Adjusted Standard of Living: In the U.S., data suggest that the cost of living in retirement tends to be about 70% of the last year of salary. The author contends that in Japan, this rule of thumb should be about 60% on average for the duration of retirement.
Thus, the following equation can be applied:
退職後の生活費総額=現役最後の年収×60%×生存年数
Total cost of living after retirement = last year of working income x 60% x number of years of survival
Length of Retirement and Final Result: Assuming a realistic goal of an annual household income of 8 million yen ($53,700) at age 60, one would need 60% of that amount, or 4.8 million yen ($32,200) per year, for retirement. The author recommends planning for 35 years from retirement at age 65 to age 100. Thus, the total amount needed for retirement would be 168 million yen ($1.13 million).
Reality Check: Given the discrepancy between the 20 million yen figure widely quoted in the media and this calculation, the author went on to prove that such a goal is not really unattainable.
Even after finally retiring from a long-time employer at age 65, working part-time for another 10 years at 3 million yen ($20,100) per year until age 75 is now fairly common in Japan. Thus, the supplemental, cumulative income during this period would be 30 million yen ($201,000).
If the retiree were to receive a government pension of 2.5 million yen ($16,800) per year from the age of 65, their income would total 87.5 million yen ($587,000) over 35 years. The total from these two sources would be 117.5 million yen ($788,300), leaving the remaining 50.5 million yen ($339,000) to be covered by asset income.
What’s next: At the very least, retirees need to be aware of their own long-term calculations and come up with a realistic plan to supplement any shortfalls with asset income while managing expenses. A few tweaks to income and/or expenses can have a significant positive effect over such a long period.
For example, deferring public pension benefits for 5 years would increase annual benefits by 42%. Thus, the total benefits from age 70 to 100 would be 106.5 million yen ($715,000) (= 2.5 million yen x 1.42 x 30 years). In that case the required asset income would be reduced to only 31.5 million yen ($211,300).
Furthermore, if one were to live a slightly more frugal lifestyle and reduce living expenses from 60% of annual income during one’s final working years to only 55%, total living expenses over 35 years can be reduced by 14 million yen ($94,000) (= 8 million yen x 55% x 35 years - 168 million yen).

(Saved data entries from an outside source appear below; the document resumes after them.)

PR #131, opened 2018-11-12
Use mount for lifecycle management

cap10morgan:
...as discussed in dev team meeting


cap10morgan:
I removed the core.async channel closing code because they are defonce’d and that would render them unusable after one `mount/stop`. Do we need to close them when the app is shutting down?

src/user_works/app.clj
```diff
@@ -0,0 +1,20 @@
+(ns user-works.app
```
eggsyntax: In my experience, it's more natural and idiomatic with mount to put each defstate at a fairly low level rather than gathering them together into a single system configuration. As the mount docs put it, "If the whole app is one big application context (or system), cross dependencies with a solid dependency graph is an integral part of the system...But if stateful things are kept lean and low level, dependency graphs are simple and small." That way individual pieces of state automatically reload when you make changes to the relevant code, and you have less worry about circular dependencies.

This situation is a bit unusual, though. `rabbit-resources` is a good fit for what I'm saying; that could go naturally in `user-works.queue`. But the other two are different, because both datomic-toolbox and resource-config already carry some of the user-works state despite being external libraries. That design is less of a good fit once we're using mount, in my opinion.

So in this particular case, I don't know that there's a much better option for `config` and `datomic-conn` without changing how those libraries work (although I would still move `rabbit-resources`). But I wanted to call it out because I wouldn't want to see people use it as a template for bringing mount into our other services. And maybe we should give some thought to creating versions of those libs that let the calling app hold state instead of owning it themselves (and incrementally switch to the new versions when we bring mount into a service).

src/user_works/app.clj
```diff
@@ -0,0 +1,20 @@
...
+  (:require [datomic.api :as d]
+            [datomic-toolbox.core :as db]
+            [mount.core :refer [defstate]]
+            [resource-config.core :as rc]
+            [user-works.queue :as queue]))
+
+(defstate config
+  "The application config defined in resources/config.edn"
+  :start rc/config
+  :stop (rc/reload-config!))
```
eggsyntax: It seems odd to reload the config on stop. Is that just to ensure that it works properly on restart? If so, I think it would be clearer as
```
(defstate ^{:on-reload rc/reload-config!} config
  "The application config defined in resources/config.edn"
  :start rc/config)
```
Or else (maybe better) create an `rc/stop` that clears the memoization but doesn't restart, and call that on `:stop`.

src/user_works/app.clj
cap10morgan: Good suggestion. I'll take it!

I'll look into moving `rabbit-resources` now.

And yes, the approach taken with `datomic-conn` and `config` were meant to demonstrate a low-effort migration to mount to get the lifecycle management ball rolling. We absolutely should move state out of those libs and into mount down the road. I'll add a comment to that effect in there.

In resource-config's case, however, it's less about storing state and more about optimizing performance. There's a memoized fn in there that reads the config out of the `config.edn` resource, and all that `reload-config!` fn does is tell it to kick that out of the memoized cache so it re-reads `config.edn` on the next call to `config`. This is so you can make calls to `config` in your app all over the place w/o concern that you're re-reading and re-parsing a file every time.

src/user_works/app.clj
cap10morgan: That's all `reload-config!` actually does (i.e. clears the memoization), but that seemed like an implementation detail that shouldn't leak out of resource-config's abstraction.

Do you still think it's inappropriate for `:stop`? What advantage does `:on-reload` have there besides the better semantic alignment?

eggsyntax: None :) . Seems fine to me, then, but if it's just clearing memoization, why call it `reload-config!` as opposed to eg `clear-config!`? Pretty minor point, though; seems fine as-is.

cap10morgan: Because naming is hard? ;)

It seemed to make sense as a name where the observed black box behavior was that before calling this, changes to the underlying `config.edn` file weren't picked up. After calling it, they were. `clear-config!` (or other similar variants I half-considered) seemed to imply other behaviors like "`config` will now return nothing for some reason." But I could be convinced to change it down the road, especially if this ends up causing more confusion than it prevents.

eggsyntax: Makes sense now that you say it that way; I'm happy with `reload-config!` :)

cap10morgan:
@eggsyntax Let me know what you think of this. I eliminated the `app` namespace entirely, and overall I think it's an improvement. As you implied, this work will become a template for other mount migrations once it's merged and I think it's a good idea to push it a little further towards idiomatic mount usage. Which hopefully I've done but let me know if not.

Either way, thanks for the nudge!

test/user_works/handlers_test.clj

In such a case, the required amount of asset income would be only 17.5 million yen ($117,400), which seems much more reasonable given the 35-year time horizon.
In addition, it is possible for those who are enrolled in the National Pension Insurance program and those who are enrolled in their retired employer's Employees' Pension Insurance scheme under the age of 65 (voluntary enrollees) to increase the amount of the basic old-age pension they will receive in the future by adding a monthly premium of 400 yen ($2.72) to the National Pension Insurance premiums. While this may not sound like much, over time it can have a significant impact on the size of the investment gains.

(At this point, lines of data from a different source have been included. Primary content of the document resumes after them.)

PR #135, opened 2019-03-08
Add a dev-src script for transferring hostnames

mrichards42:
Somewhat related [pivotal card](https://www.pivotaltracker.com/story/show/159023304)

This is a new (infrequent) chore that should be run from a repl. Comments at the end of the file show a couple of examples for how to query and transfer hostnames.


dev-src/user_works/transfer_hostnames.clj
```diff
@@ -0,0 +1,82 @@
...
+         :where [[?e :user/hostname ?hostname]]}
+       $uw hostnames))
+
+;; -- Transactions ------------------------------------------------------------
+
+(defn transfer-hostname [uw-conn user-entity-ids new-hostname]
+  (doseq [batch (take 1 (partition-all 100 user-entity-ids))]
+    (let [tx-data (mapv (fn [e] [:db/add e :user/hostname new-hostname])
+                        batch)]
+      @(d/transact-async uw-conn tx-data))))
```
eggsyntax: I suspect the `(take 1)` is left over from the dev process, I think it'd mess this up.

eggsyntax:
(the only blocking comment is on the `take 1`; the others are just suggestions.

dev-src/user_works/transfer_hostnames.clj
mrichards42: good catch!

dev-src/user_works/transfer_hostnames.clj
```diff
@@ -0,0 +1,82 @@
...
+(defn all-partner-hostnames [$pw]
+  (set
+   (concat
+    (d/q '{:find [[?domain ...]]
+           :where [[_ :partner/domain ?domain]]}
+         $pw)
+    (d/q '{:find [[?domain ...]]
+           :where [[?a :alternate-hostname/hostname ?domain]]}
+         $pw))))
+
```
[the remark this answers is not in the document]
mrichards42: I didn't know you could bind different values to the same variable with `or`. that's much better

dev-src/user_works/transfer_hostnames.clj
```diff
@@ -0,0 +1,82 @@
...
+         :in [$ [?hostname ...]]
+         :where [[?e :user/hostname ?hostname]]}
+       $uw hostnames))
+
+(defn users-by-hostname [$uw hostnames]
+  (d/q '{:find [[?e ...]]
+         :in [$ [?hostname ...]]
+         :where [[?e :user/hostname ?hostname]]}
+       $uw hostnames))
+
```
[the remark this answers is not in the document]
mrichards42: I think `all-user-hostnames` would be a lot slower (slash might run out of memory?) if it had to return all the user ids as well. If I remember correctly, assuming you aren't calling this on hostnames with a ton of users, once you call either `users-by-hostnames` or `counts-by-hostnames` the user data is loaded into datomic's cache, so the next call to either fn is pretty fast.

dev-src/user_works/transfer_hostnames.clj
```diff
@@ -0,0 +1,79 @@
...
+  (def $pw (d/db (connect "partner-works")))
+
+  (def bad-hostnames (unknown-hostnames $uw $pw))
+
+  ;; See how many users are in each of these hostnames
+  (def bad-hostname-counts (counts-by-hostname $uw bad-hostnames))
+
+  ;; Then if you want, transfer them to turbovote.org:
+  (def bad-hostname-users (users-by-hostname $uw bad-hostnames))
+  (transfer-hostname (connect "user-works")
```
li-at-dw: does it matter to `(connect "user-works")` here instead of using `uw-conn`?

dev-src/user_works/transfer_hostnames.clj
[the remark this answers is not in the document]
eggsyntax: I _think_ you can? But I didn't try it :)

dev-src/user_works/transfer_hostnames.clj
mrichards42: good question -- it doesn't, but I was intending the examples to be self-contained, and the second example didn't define `uw-conn`

mrichards42: connecting can take some time, but datomic caches connections to the same db, so calling `connect` a bunch of times shouldn't be a problem either.

PR #136, opened 2019-03-13
User ready bug

mrichards42:
[Pivotal card](https://www.pivotaltracker.com/story/show/164600883)

This fixes a subtle bug where the user-ready event could be sent multiple times. It also changes the default sending delay to 5 minutes instead of 1.


mrichards42:
Messages are keyed by their identifiers (or really, a hash of their identifiers), so when you submit a new scheduled message the old one is overwritten.

The idea behind searching for an existing message before scheduling a new one is that we don't want to accidentally schedule a message we should send, either because it was already sent, or because we shouldn't have sent it. If we're just rescheduling, the presence of an existing message is enough to know both of those things.

li-at-dw:
ah, ok.  It's the keying off of `signup` instead of `user-ready` that's the problem.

Furthermore, the Japanese government has developed two long-term, tax-advantaged investment vehicles that can be used to build a nest egg over time.

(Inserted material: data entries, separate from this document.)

PR #140, opened 2019-06-14
Update to Java 11 and Clojure 1.10.1

gws:
In addition to updating these large bits of software, we can get some quick memory efficiency and configuration wins out of this as well.

The full list of improvements are:

- Java 11
  - You may notice the `yourkit` image was replaced - we haven't been loading that in the Docker entrypoint since the move to Kubernetes, so this shouldn't represent a loss of functionality.
- Clojure 1.10.1
- No longer running as root by default
- Simplify `lein` usage in the Dockerfile
- No longer require `DEPLOYMENT_NAME`
- No longer require `CGROUP_HEAP`
- No longer require `MaxRAMFraction`
- Allow administrators to adjust `JVM_OPTS` and `JVM_MEMORY_OPTS` directly and separately if needed. In almost all cases, the defaults are fine, but when they aren't, you need more power than an on/off switch.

NISA: Modeled after the Individual Savings Account in the United Kingdom, the Nippon Individual Savings Account or NISA (少額投資非課税制度) is a tax incentive program that allows tax exemption on profits from investments in financial products that meet certain conditions. The benefits will be drastically increased from 2024.
iDeCo: The Individual Defined Contribution Pension Plan (個人型確定拠出年金) is a private pension plan under which an individual can contribute and manage his or her own contributions and receive them as a pension after the age of 60, in principle. Contributions can start as low as ¥5,000 ($34) per month, but the maximum amount varies depending on national pension eligibility and occupation.